Flight Attendants Don't Drink Coffee/Tea on Airplanes - ALee
https://www.inc.com/peter-economy/the-surprising-thing-flight-attendants-say-you-should-never-do-on-an-airplane-though-youve-probably-done-it-many-times-before.html
======
mindcrime
The interesting thing is, this article sounds scary ... "ooooh, e.coli, fear,
tremble, shake". But while people _could_ get sick from drinking airplane
coffee/tea, I question if there's any evidence that this is __actually
happening __. That is, where 's the long line of people who actually got sick
as a result of drinking a cup of coffee or tea on an airplane.

Anecdotally (and we all know what that's worth) when I was a consultant I flew
around all the time and I always drank coffee on planes and I never got sick.
And I can't recall a single case of a colleague getting sick in any way that
would have any apparent connection to this "problem".

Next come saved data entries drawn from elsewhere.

PR #93, opened 2021-01-04
#176337684 add route to get single user

tobieeniafe:
#### What does this PR do?
Add route to get single user

Add route to get single user

`GET /api/v1/user/:id`

#176337684

### DIFF
--- a/server/controllers/user.controllers.js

Hey, maybe it's a real thing, and I was just very lucky. But color me
skeptical with regards to the idea that drinking airplane coffee/tea is
actually any particular threat.

------
bob_theslob646
Why is it that so many industries cut corners and only fix problems when a
light is shined?

It's always tricky with food/drink because the result of cutting corners is
not death (usually) but just inconvenience for the victim.